The program was designed to support both top-down and bottom-up approaches; a policy maker could hypothesize a possible attack and use Genoa to look for supporting evidence of such a plot, or it would compile pieces of intelligence into a diagram and suggest possible outcomes. Human analysts would then be able to modify the diagram to test various cases.

Companies such as Integral Visuals, Saffron Technology, and Syntek Technologies were involved in Genoa's development. It cost a total of $42 million to complete the program.

==History==
Genoa was conceived in late 1995 by retired Rear Admiral John Poindexter, a chief player in the Iran-Contra Affair. At the time, Poindexter was working at Syntek, a company often contracted to do work for the Department of Defense. He proposed a computer system that would help humans crunch large amounts of data in order to more effectively predict potential national security threats. Poindexter brought his ideas to former colleagues working with the United States National Security Council.
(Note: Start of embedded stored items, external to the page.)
PR #370, opened 2026-07-10
fix(decode): audit swallowed errors on decode paths

### LINKED ISSUE #364: Audit swallowed errors: .ok() and unwrap_or_default() on decode paths
## Problem

The same mistake has now been found three times in this codebase: **an error is discarded and silently becomes "missing data."** A profiler that reports absence instead of failure is worse than one that crashes, because the wrong number is indistinguishable from a right one.

Confirmed instances:

1. **#358** (Parquet/Arrow) — `if let Some(value) = array.value(index).into()` never rejected anything, because `impl<T> From<T> for Option<T>` makes that arm always taken. The value under a null was folded into the statistics.
2. **Database connectors** — `let value: Option<String> = row.try_get(i).ok();` turned a sqlx *decode error* into `None`, which the profiler recorded as SQL NULL. Every non-text column, on all three connectors.
3. **#359** (agent context redaction) — `patterns` was a `Vec`, so "detection never ran" and "detection ran and found nothing" were the same empty value. The redaction gate read absence of evidence as evidence of absence, and printed raw credit-card numbers.

The third one is the general lesson: these are all cases where a type could not distinguish *unknown* from *empty*, and the code chose the reassuring interpretation.

## Proposal

Audit the codebase for the shape, then make it hard to reintroduce.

That year, a team of researchers was assembled for the project and began studying various historical events to which Genoa could be applied. The Tokyo subway sarin attack in March was the primary focus. Instead of analyzing the attack itself, the researchers looked into the history of Aum Shinrikyo, the group that perpetrated the attack, to find evidence that could have suggested their intentions.

In order to pitch their ideas, the researchers set up a mock crisis command center in DARPA's main building, full of monitors staffed by actors. An audience would watch as a fictitious scenario would unfold before them, guided along by an animated video segment. Poindexter called the presentation "A Day in the Life of an Analyst." Another mock center was set up near the DARPA building with the help of a Hollywood set designer to serve the same purpose. Prominent viewers of the exhibition included Richard A. Clarke, John Michael McConnell, and James R. Clapper.

Genoa was commissioned in 1996 for development overseen by DARPA and completed in the 2002 fiscal year, becoming a component of the Total Information Awareness program. It was concluded that while Genoa helped officials better understand complex situations, it operated at a slow speed. The research initiated by the project was continued in its immediate follow-on program, Genoa II. One of the goals of this successor was to increase the speed of analyses.

The program was actively utilized by the Defense Intelligence Agency.